Bank / Insurance

The Autorité de la concurrence clears the acquisition of Ménafinance by Crédit Agricole Group

Published on June 18, 2020

Banque

Crédit Agricole Consumer Finance (CACF) notified the Autorité de la concurrence of its proposed acquisition of sole control of Ménafinance. After examining the effects of the transaction, the Autorité cleared the transaction without conditions.

Parties to the transaction

CACF is a subsidiary of Crédit Agricole Group and specialises in consumer credit. It offers financing, insurance and service solutions. Crédit Agricole Group is a leading player in the banking sector, active in commercial banking, insurance, corporate and investment banking, savings management and financial services.

Ménafinance is active in the field of consumer loans, particularly for Fnac-Darty customers. It also distributes insurance products, including creditor insurance on behalf of third parties. Prior to the transaction, Ménafinance was jointly controlled by CACF and Etablissements Darty et Fils.

The proposed transaction is not likely to harm competition

The Autorité analysed the horizontal effects (overlap in the businesses of the parties) of the transaction on the markets for consumer credit and issuance of payment cards where both Crédit Agricole Group and Ménafinance are active.

The Autorité noted that, whatever the market segmentation considered, the market share of the new entity will remain below or close to 25%. The new entity will also continue to face competition from numerous competitors of comparable size, including BPCE (and its subsidiary Oney Bank), BNP Paribas (Cetelem) and Crédit Mutuel (Cofidis). The Autorité also noted that Ménafinance’s activities were already well integrated within CACF prior to the transaction, as Ménafinance is part of a portfolio of CACF subsidiaries active in these markets.

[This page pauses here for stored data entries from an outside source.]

PR #1385, opened 2023-11-11
Disable enter-accept for bash

ellie:
Ref #1384, #1372

It doesn't look like we will be able to get this to a point where it works well on bash. If this happens, we can enable it again


ellie:
failing test is upstream docker hub issues

PR #1393, opened 2023-11-16
Make `atuin account delete` void session + key

shymega:
When I deleted my Atuin.sh account, I found the command did not delete the key or session files.

This caused `bail!`s from Atuin when querying the session status, or synchronising.

Of course, one shouldn't expect Atuin to be able to synchronise or query with the server when the account is deleted, but the relevant files were still present, so the behaviour was different to what we'd expect.

I discussed this with @ellie on Discord, and we came to the conclusion that I should open a PR, and submit a patch.

I'm not sure how well this PR fits in with the borrow checker, but I've run tests, a Nix build, and a Cargo build - all goes well. I have not tested on macOS or Windows; only NixOS.

### DIFF
--- a/atuin/src/command/client/account/delete.rs
+++ b/atuin/src/command/client/account/delete.rs
@@ -1,9 +1,11 @@
 use atuin_client::{api_client, settings::Settings};
 use eyre::{bail, Result};
+use std::fs::remove_file;
 use std::path::PathBuf;
 
 pub async fn run(settings: &Settings) -> Result<()> {
     let session_path = settings.session_path.as_str();
+    let key_path = settings.key_path.as_str();
 
     if !PathBuf::from(session_path).exists() {
         bail!("You are not logged in");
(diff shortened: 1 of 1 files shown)


ellie (approved):
Thank you! 🙌 

ellie:
There's a few clippy issues + the formatter needs running - if you could sort that please, we're good to merge 😊

shymega:
Are you OK if I force-push and amend the commit, or would you prefer a separate commit for each fix, which could be squashed?

ellie:
Whatever you're happiest with, we squash and merge all PRs anyway!

shymega:
Decided to amend the commit and force-push. Made sense to me, as it's only formatting changes, and if you're squashing+merging - not much in it to separate each commit!

ellie:
Remaining clippy errors are unrelated to this PR, I'll fix separately

PR #1394, opened 2023-11-16
feat: add metrics server and http metrics

ellie:
I've setup a metrics server that serves prometheus metrics, when enabled. It runs on a totally separate server, to make it easier to not serve up public metrics.

I'll follow up with some more metrics, but the base http ones are pretty useful as-is. I won't need to scrape them from the reverse proxy any more

### DIFF
--- a/Cargo.lock
+++ b/Cargo.lock
@@ -256,6 +256,8 @@ dependencies = [
  "eyre",
  "fs-err",
  "http",
+ "metrics",
+ "metrics-exporter-prometheus",
  "rand 0.8.5",
  "reqwest",
  "semver",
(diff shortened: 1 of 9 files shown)


mloskot:
I may be asking a silly question, but what is the rationale and purpose of having those servers in Atuin? 😊

ellie:
> I may be asking a silly question, but "what for?", what is the rationale and purpose of having those servers in Atuin? 😊 

So I can monitor api.atuin.sh and ensure it's healthy for users, rather than only knowing if it's online or not 

It's probably not useful if you're only running a small server

mloskot:
Hi @ellie, my apologies, but I've just deleted the comment with my question as I have realised after the fact (and after double-checking the https://atuin.sh/docs) what purpose the servers actually serve :)  Thanks anyway!

ellie:
Ahh no worries! Thank you

PR #1400, opened 2023-11-19
[draft] feat: history sync on top of records

ellie:
Using the new sync I introduced for records, sync history!

I'll need to test this a _tonne_, but so far records are

1. Appended to the local store
2. Synced up and down with `atuin sync`

Next: take records and append them to the atuin history db when received, and write a full history "rebuild" from the record store. Also deletions 🙃


ellie:
So I actually found a few annoyances (not huge issues) with the new sync while implementing this.

Nothing HUGE, but far far easier to fix now than later. I'm replacing the linked-list approach with more of an "array". So each (host, tag) store is an array, and the maths on indices is far easier than with the list.

Will just need to make sure we double check that each store has only a single writer

ellie:
will open a new PR for this as it's all old and a mess. basically the same code

PR #1803, opened 2024-03-01
fix: missing characters in preview

### LINKED ISSUE #1792: preview is missing a few characters
While implementing my [idea](https://forum.atuin.sh/t/show-preview-only-if-command-longer-than-terminal-width/212?u=tessus) and testing my code change, I found out that there is actually a display issue with the preview text.

This has nothing to do with my code change and I have reproduced it on git main (commit 593dc410eb3d5d7d409b780b9c7bd22ee4aa8654).

I used the following fairly long command (you can use whatever is longer than your terminal width):

```
echo "this is a very long command. I have to come to a width longer than 200 characters. I hate typing all that much. But what can you do when you have to test stuff and see if everything works as expected. kc tessarek."
```

As you can see a few characters around the borders are missing:

image

I haven't had a chance to debug the issue any further. I might be able to look into it on the weekend, but maybe a ratatui expert can figure this out in a few seconds.

tessus:
fixes #1792

Padding did not help. The only way was to decrease the width by 2 in non-compact mode.

## Checks

### DIFF
--- a/atuin/src/command/client/search/interactive.rs
+++ b/atuin/src/command/client/search/interactive.rs
@@ -639,6 +639,11 @@ impl State {
         let input = self.build_input(style);
         f.render_widget(input, input_chunk);
 
+        let preview_width = if compact {
+            preview_width
+        } else {
+            preview_width - 2
+        };
         let preview =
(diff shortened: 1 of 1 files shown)


ellie (approved):
thanks!

PR #1804, opened 2024-03-01
feat: show preview auto

tessus:
This change introduces a new config option `show_preview_auto = true|false` with `true` being the default.

I wanted to originally change the current boolean option `show_preview` with an option that takes also the value `auto`. But this would be a breaking change and should be done when the config/settings are updated to the new format. I am more than happy to create another PR then.

/ref [Show preview only if command longer than terminal width](https://forum.atuin.sh/t/show-preview-only-if-command-longer-than-terminal-width/212?u=tessus)

## Checks

### DIFF
--- a/atuin/src/command/client/search/interactive.rs
+++ b/atuin/src/command/client/search/interactive.rs
@@ -500,27 +500,41 @@ impl State {
         let invert = settings.invert;
         let border_size = if compact { 0 } else { 1 };
         let preview_width = f.size().width - 2;
-        let preview_height = if settings.show_preview && self.tab_index == 0 {
-            let longest_command = results
-                .iter()
-                .max_by(|h1, h2| h1.command.len().cmp(&h2.command.len()));
-            longest_command.map_or(0, |v| {
-                std::cmp::min(
-                    settings.max_preview_height,
-                    v.command
-                        .split('\n')
-                        .map(|line| {
-                            (line.len() as u16 + preview_width - 1 - border_size)
-                                / (preview_width - border_size)
-                        })
-                        .sum(),
-                )
-            }) + border_size * 2
-        } else if compact || self.tab_index == 1 {
-            0
-        } else {
-            1
-        };
+        let preview_height =
+            if settings.show_preview_auto && self.tab_index == 0 && !results.is_empty() {
+                let length_current_cmd =
+                    results[self.results_state.selected()].command.len() as u16;
+                // The '- 19' takes the characters before the command (duration and time) into account
+                if length_current_cmd > preview_width - 19 {
+                    std::cmp::min(
+                        settings.max_preview_height,
+                        (length_current_cmd + preview_width - 1 - border_size)
+                            / (preview_width - border_size),
+                    ) + border_size * 2
+                } else {
+                    1
+                }
+            } else if settings.show_preview && self.tab_index == 0 {
+                let longest_command = results
+                    .iter()
+                    .max_by(|h1, h2| h1.command.len().cmp(&h2.command.len()));
+                longest_command.map_or(0, |v| {
+                    std::cmp::min(
+                        settings.max_preview_height,
+                        v.command
+                            .split('\n')
+                            .map(|line| {
+                                (line.len() as u16 + preview_width - 1 - border_size)
+                                    / (preview_width - border_size)
+                            })
+                            .sum(),
+                    )
+                }) + border_size * 2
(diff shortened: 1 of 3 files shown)


atuin/src/command/client/search/interactive.rs
```diff
@@ -500,27 +500,41 @@ impl State {
...
-                        })
-                        .sum(),
-                )
-            }) + border_size * 2
-        } else if compact || self.tab_index == 1 {
-            0
-        } else {
-            1
-        };
+        let preview_height =
```
ellie, line 503: I appreciate the reasoning for this change, but I think we need to refactor this. The code below has gotten beyond unwieldy. 

Would it be possible to break this down a bit and make it easier to read/understand?

I'm a little concerned that with all the PRs to this section lately we're going to end up with a ball of string.

tessus: I didn't change the overall structure, but only added the branch `settings.show_preview_auto && self.tab_index == 0 && !results.is_empty()` (lines 504-516). The rest was changed by `cargo format`.

I am not sure how to refactor this, because there's a reason for all the `if`s and `else`s. Using a `mut` won't change much because the `else if`s are still necessary. A match would make it even longer.

I do not know how to refactor it to make it any clearer. The structure is very logical. What it could need are comments for the calculations. Yet again, I did not come up with those, except the `- 19` one, which I explained in a comment.

If you have an idea how to refactor this, please let me know.

ellie: I think we should start breaking things out into functions that render each component, and contain the logic for them separately to the overall rendering. 

A nice start there could be a function for calculting the preview height, and a test to ensure that it is behaving correctly.

I appreciate that you're not responsible for everything here. I have to consider that each change is an improvement in terms of featureset, and is also not making the overall structure more difficult to maintain.

To be blunt, please

1. Break out this calculation into its own function, ideally with pure input/output
2. Write a test for it to both demonstrate its functionality and ensure it is behaving as intended

ellie: then we can just use

```rust
let preview_height = calc_preview_height(stuff...);
```

tessus: This is a great idea, although this also means that all the unwieldy code is most likely just moved to another funtion (with maybe a few improvements). I love TDD, but it's unfortunately mostly ignored these days.
However, the refactoring is more than I bargained for when I created the PR.

I really want to refactor it as you suggested and add tests, but I can't say how long it will take. I am currently a bit busy with other stuff.

I also understand, if you rather close the PR. Or maybe you can add a `help wanted` tag to the PR. Who knows, maybe somebody wants to give it a go.

tessus: I was looking into this and I am not entirely sure how to tackle it.
I started with the following function:

```rust
fn calc_preview_height(
        &mut self,
        compact: bool,
        border_size: u16,
        preview_width: u16,
        results: &[History],
        settings: &Settings,
    ) -> u16 {
```

The problem is that `compact`, `border_size`, and `preview_width` are needed later, so I can't move and hide them in the new function.

I also need `self.tab_index` and `self.results_state.selected()` in the new function, but this makes the tests rather complex. How to easily mock the State structure? I could also add them as arguments (and remove self), in which case the function `calc_preview_height` would have 7 arguments.

What's your take on this?

ellie: > How to easily mock the State structure

I'd avoid passing in self, and especially a mutable reference to it. You only need two attributes of it, so could just pass in those. Alternatively, it may make more sense to as much of the preview window logic as possible into build_preview.

tessus: alright. I've refactored it, added tests, and rebased to main.

P.S.: 
> I'd avoid passing in self, and especially a mutable reference to it. 

I only did that at first, because pretty much any other function did that.

tessus: I want to point out that when the new config format is available, the options `show_preview_auto` and `show_preview` should be merged like so:

```
show_preview = auto|true|false
```

Should I miss the new format, please create an issue and assign it to me. I'll create a PR then.

tessus: @ellie Just in case you missed this ^^^

ellie: ah nice, thanks for the heads up

PR #1807, opened 2024-03-01
Nushell: check if command history is disabled

IanManske:
Somewhat recently in Nushell, we added a [CLI option](https://github.com/nushell/nushell/pull/11550) to disable command history. This is very similar to fish's private mode. Like in #577, this PR skips `atuin history start` if history is disabled.

## Checks

### DIFF
--- a/atuin/src/shell/atuin.nu
+++ b/atuin/src/shell/atuin.nu
@@ -6,6 +6,9 @@ hide-env -i ATUIN_HISTORY_ID
 let ATUIN_KEYBINDING_TOKEN = $"# (random uuid)"
 
 let _atuin_pre_execution = {||
+    if ($nu | get -i history-enabled) == false {
+        return
+    }
     let cmd = (commandline)
     if ($cmd | is-empty) {
         return


remmycat:
I'm wondering if it makes sense to take nushell's setting here?

I think the way things are today, the two history implementations have no connection apart from the option to import nushell's history into atuin.

Personally I would like to see a kind of "native" integration of atuin into nushell, but until then I would consider disabling nushell's history in my config _because_ atuin is handling it for me already and I don't need to have it recorded twice 🤔 

(But I can see the argument how it can become a privacy issue if a user believes they did disable the history everywhere from nushell's config)

IanManske:
Good point, if it was a config option, then it would probably make sense to disregard it. But yeah, it's a CLI option like you mentioned, so I think it makes sense to handle it like fish's private mode given their similarity.

ellie (approved):
Thanks for this!

Makes sense to have this as a "private mode". I do agree with the discussion though - if Nu introduces a global history off switch, ignoring it would be the best approach

PR #1823, opened 2024-03-04
fix(nix): set meta.mainProgram in the package

arcuru:
Small change, as nixpkgs is starting to require meta.mainProgram to be set for the package. I also updated the link to the nixpkgs package after some refactoring in that repo broke the link. They don't intend to move it again.

## Checks


ellie (approved):
Thanks! Appreciate you keeping this up to date

PR #1825, opened 2024-03-05
make atuin compile on non-win/mac/linux platforms

sunshowers:
Hi!

I've been trying to get atuin set up on the illumos machine I built for work @oxidecomputer, and I ran into a few issues which are fixed here:

1. The `clipboard` feature was only supported on Windows, Mac and Linux. I've added a platform gate for that.
2. The `atomic-write-file` crate needed an update to the version of `nix` -- that is included.
3. As part of this, I found a [security bug](https://rustsec.org/advisories/RUSTSEC-2024-0020.html) in the whoami crate. The bug has been fixed upstream and I've included it (it's required to prevent a crash that happens on illumos).

   whoami 1.5.0 deprecates the `hostname` function, which produced some fresh warnings. While fixing the warnings I also took the liberty of doing some code rearrangement, adding a few functions that wrap some common operations. I didn't really know where to put those functions, so I created a new `utils` module for it. If you have a better place to put them, I'm happy to change the PR.

With these issues fixed, I'm happy to say that atuin works fantastically on illumos with zsh!

Feel free to make any changes to this PR if you like before landing it, or to ask for review.

As a followup I'm also happy to set up a cross-compile build for atuin on illumos. It's a bit harder to run tests in CI for illumos at the moment, but I'm trying to get a project started up to make that happen in the future as well.

## Checks
- [x] I am happy for maintainers to push small adjustments to this PR, to speed up the review cycle
- [x] I have checked that there are no existing pull requests for the same thing

PR #1830, opened 2024-03-06
chore(ci): add cross-compile job for illumos

sunshowers:
Followup to #1825.

I also tried getting FreeBSD to work, but didn't get too far sadly. I don't have the time to debug this so I just put in a comment for now. (With my changes, Atuin works great on FreeBSD as well.)

## Checks

### DIFF
--- a/.github/workflows/rust.yml
+++ b/.github/workflows/rust.yml
@@ -44,6 +44,43 @@ jobs:
     - name: Run cargo build main
       run: cargo build --all --locked --release 
 
+  cross-compile:
+    strategy:
+      matrix:
+        # There was an attempt to make cross-compiles also work on FreeBSD, but that failed with:
+        #
+        # warning: libelf.so.2, needed by <...>/libkvm.so, not found (try using -rpath or -rpath-link)
+        target: [x86_64-unknown-illumos]
+    runs-on: ubuntu-latest
+
+    steps:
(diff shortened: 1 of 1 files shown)


.github/workflows/rust.yml
```diff
@@ -44,6 +44,43 @@ jobs:
...
+      run: cross build -p atuin-common --locked --target ${{ matrix.target }}
+
+    - name: Run cross build client
+      run: cross build -p atuin-client --locked --target ${{ matrix.target }}
+
+    - name: Run cross build server
+      run: cross build -p atuin-server --locked --target ${{ matrix.target }}
+
+    - name: Run cross build main
+      run: cross build --all --locked --target ${{ matrix.target }}
```
sunshowers, line 82: I noticed that the indentation for this is slightly off from what YAML (or at least Prettier) recommends:

```yaml
steps:
  - uses: actions/checkout@v3
  - name: Install cross
    # ...
```

I changed it to match the rest of the file, but it may be worth fixing this at some point. (Again, happy to send a PR for this.)

ellie: > Again, happy to send a PR for this.

If you have the time, that would be very much appreciated! 🙏

ellie (approved):
Nice one, thank you!

I actually expected it to be a bit slower, pretty impressed that it only took ~5 mins to build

The Autorité also analysed the effects[1] of the transaction on the markets for the production and distribution of insurance products. It however considered that the transaction was not likely to affect competition given the low market shares of the new entity and the presence of alternative operators in these markets.

At the end of its analysis of competition, the Autorité cleared the transaction without conditions.

 

[1] The Autorité also examined vertical effects resulting from the companies being active in markets at different stages of the value chain.